Fischer: Off-line quality control with Raman already plays an important role in many industrial fields. This can range from the analysis of the basic products with a handheld Raman spectrometer to the characterization of more complex structures with Raman imaging in a later stage of production. The types of industries can vary from chemical or pharmaceutical production to coating or thin-film manufacturers or even semiconductors. For on-line process monitoring highly sensitive Raman spectroscopy is a particularly powerful tool for chemical and photovoltaic production.

How can the Raman community help novice analytical chemists/spectroscopists with interpretive skills and experimental design?

Tuschel: I believe that there is a great need for individual mentoring of those new to Raman spectroscopy by those of us with years and even decades of experience. There is a great deal of craft in any of the scientific disciplines and it is acquired and developed over time. That fact has been recognized and incorporated in the mechanical trades with the practice of the apprenticeship working and studying under a journeyman. It is a practice that has its origins in the medieval guilds. No amount of automation or software can replace the judgment and interpretive skills that come with experience. We have a professional obligation to pass that on and develop it in others through individual mentoring.

Larsen: Continued development of Raman instrumentation will provide new methods for sample analysis. Our interaction with potential customers helps us to provide feedback to our engineers for hardware and software modifications to suit new experimental requirements.
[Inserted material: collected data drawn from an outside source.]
PR #110, opened 2017-01-24
Fixes to munin dump functionality

zerebubuth:
* Touch XML files to reflect date of original RRD file.
* Don't run dump in parallel.
* Only keep latest 3 files, delete older ones.

### DIFF
--- a/cookbooks/munin/templates/default/rrddump.cron.erb
+++ b/cookbooks/munin/templates/default/rrddump.cron.erb
@@ -1,3 +1,3 @@
 MAILTO=zerebubuth@gmail.com
-# do the dump in the early hours of the morning and follow, if successful, by a cleanup of the old files. i don't think these are of any historical interest, so just keep three consecutive.
-43 3 * * * www-data nice /usr/local/bin/rrddump > /srv/munin.openstreetmap.org/dumps/`date "+munin-data-%Y-%m-%d.tar.gz"` && ls -1 /srv/munin.openstreetmap.org/dumps/munin-data-*.tar.gz | sort -r | tail -n +4 | xargs rm -f
+# do the dump & cleanup in the early hours of the morning
+43 3 * * * www-data nice /usr/local/bin/rrddump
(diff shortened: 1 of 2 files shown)


cookbooks/munin/templates/default/rrddump.cron.erb
```diff
@@ -1,3 +1,3 @@
 MAILTO=zerebubuth@gmail.com
-# do the dump in the early hours of the morning
-43 3 * * * www-data nice /usr/local/bin/rrddump > /srv/munin.openstreetmap.org/dumps/`date "+munin-data-%Y-%m-%d.tar.gz"`
+# do the dump in the early hours of the morning and follow, if successful, by a cleanup of the old files. i don't think these are of any historical interest, so just keep three consecutive.
+43 3 * * * www-data nice /usr/local/bin/rrddump > /srv/munin.openstreetmap.org/dumps/`date "+munin-data-%Y-%m-%d.tar.gz"` && ls -1 /srv/munin.openstreetmap.org/dumps/munin-data-*.tar.gz | sort -r | tail -n +4 | xargs rm -f
```
Firefishy: Being pedantic, it would be nicer to have the cleanup bit in the rrddump.sh, likely run before everything else if paranoid of an unplanned exit.

tomhughes: Well that's exactly what @zerebubuth did. My comment was in a randomish location because I hadn't really thought about the best way to do it.

zerebubuth: Yeah, that was because I tried to keep `rrddump.sh` from needing to know about the names or locations of the files it was creating. That's looking like a complication now...

tomhughes: Oh I see what @Firefishy meant now. Personally I'd also use `find .. -mtime .. -delete` rather than that very complicated pipeline but it doesn't reallt matter.

Firefishy: Eeeek. Oh yeah. Not crazy about a script which outputs as tar to stdout.
More conventional would be for the script to take an input path and use that.

zerebubuth: 93209b6 changes the script to handle the whole dump & cleanup. @Firefishy, does that look better to you?

PR #113, opened 2017-02-05
Add Time to whitelist of classes to load for YAML.safe_load

zerebubuth:
The update to ruby 2.3.1 pulls in a different version of the YAML / Psych code which doesn't allow the Time class to be loaded in `safe_load`, unlike the previous version. This change whitelists Time, and appears to solve the problem. Since `state.yaml` files are not loaded from the internet, and rarely hand-edited, then this seems like an okay thing to whitelist.

This fixes an error which was preventing changesets from being replicated since 2017-02-05 11:08.

### DIFF
--- a/cookbooks/planet/files/default/replication-bin/replicate-changesets
+++ b/cookbooks/planet/files/default/replication-bin/replicate-changesets
@@ -142,7 +142,7 @@ end
 class Replicator
   def initialize(config)
     @config = YAML.safe_load(File.read(config))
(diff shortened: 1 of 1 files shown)


tomhughes:
The real problem is that I changed `load` to `safe_load` earlier to resolve rubocop warnings...

I only became aware later that this had the potential to break things, so thanks for the fix.

pnorman:
This change has been made, but the PR remains open.

PR #114, opened 2017-02-07
Delete the planet.db sqlite file on each run

harry-wood:
at least as a temporary solution to ensure spam gets blown away: https://github.com/gravitystorm/blogs.osm.org/issues/17

The sqlite file gets rebuilt completely on pluto build. Doing this on each iteration may not be what the pluto developer intended, but the result is the same ...but without the spam!


tomhughes:
It also means we're not keeping any history though - do we actually have any use or plans for that history?

Also how does this interact with the feed caching? Does that use the database or is the cache separate?

harry-wood:
Ah hmm. I had thought it was always requesting each stream anyway, but it's doing _conditional GET_ requests, which is based on the cache in the sqlite DB. So everything will be less efficient if we do this. Asking each source blog for more data. More parsing at blogs.osm.org end. 

We could do it less often, like just once per day, to get a bit of cache benefit, with daily spam flushing. Otherwise I guess we'd need to tackle the spam in the source RSS

harry-wood:
Oh we fixed this a different way

PR #115, opened 2017-02-11
Use env to start bash

pnorman:
Although it doesn't matter for OSMF servers, this file gets used as the basis for a lot of other scripts, and this is a more portable practice.

### DIFF
--- a/cookbooks/tile/templates/default/replicate.erb
+++ b/cookbooks/tile/templates/default/replicate.erb
@@ -1,4 +1,4 @@
-#!/bin/bash
+#!/usr/bin/env bash
 
 # DO NOT EDIT - This file is being maintained by Chef
 


tomhughes:
No! env is evil and must die! What kind of wierdass platform doesn't have it in /bin anyway?

zerebubuth:
Just out of interest, why is `env` "evil"? One of the top Google hits for "env evil" is a Guardian article titled "Stop eating Nutella and save the forests", which wasn't a lot of help :wink:

tomhughes:
Well to start with it creates potential security issues because if somebody can manage to influence the path they can cause a different program to be executed that isn't what the author expected.

pnorman:
I'm fine with not merging, but want to point out that if someone can influence the path they can probably do whatever they want anyways, including eating Nutella ;)

PR #116, opened 2017-03-12
Drop `.bm` from non-bytemark hosts.

zerebubuth:


tomhughes:
Fixed in a2461f552f8fd04afb3cf0eece8784d834199343 - needs .ic so bytemark hosts can find them.

PR #118, opened 2017-03-23
Use .osc.gz for diffs that tile replication fetches

pnorman:
This can matter on more recent versions of osm2pgsql where type detection is done by filename. The `find` cleanup line later on gets both osm and osc files, so no changes are needed there.


pnorman:
I believe 0.90.0 is the version where this matters, but am not positive.

tomhughes:
The `expire-tiles.erb` template will need fixing as well as it globs for `changes-*.osm.gz` in the expiry queue directory.

pnorman:
I changed it to use the same glob as the `find` for deleting old downloads. These could both be changed to `changes-*.osc.gz`, but matching both during the change of file name means not having to worry about missing a set of changes.

PR #183, opened 2018-08-25
Recipe to keep a local updated planet file.

joto:
When we create coastline files on OSMF servers in the future we'll need an updated planet file. This recipe is a building block for this, creating a role for keeping a planet up-to-date. The `taginfo` role can already be changed to use this as well as the coastline code (for which I will supply a pull request at a later date). This has a script to update the planet file and a wrapper script that will call the update script and then call all scripts it finds in `/srv/cplanet/jobs` (each run as the owner of the script), similar to how cron spool files work. This way taginfo, coastline update etc. can all hook into this and run their processing every time a new planet is available.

As well, the publication of research efforts by experienced Raman users can provide additional information for novice users of Raman spectroscopy.

Ellis: By not thinking in these terms anymore, when it comes to instrument and software design. Many traditional spectroscopists will still interpret data, optimize instrument performance by hand, and approach measurements with due care and discipline. These aren’t great options for many newer users who are experts in their applied fields, products, or processes and for whom Raman is a tool to get important answers — rather they’re barriers. New people coming online with Raman need the benefits of Raman but not the learning curve or overhead of what historically has been an advanced spectroscopic technique. One approach to Raman microscopy, for example, has borrowed heavily from what made FT-IR ubiquitous in analytical laboratories. By making instruments more self-managing and answer-focused without sacrificing high performance, the systems become much more accessible for analytical services, troubleshooting, defect analysis, and research in applied fields outside of analytical chemistry.

Fischer: From the standpoint of a Raman instrument manufacturer it is necessary to provide easy-to-use Raman systems guiding a new user clearly through an experiment but also providing advanced features once the user is more experienced. Integrated software for data evaluation also plays an important role in helping new users with challenges in the interpretation of the data.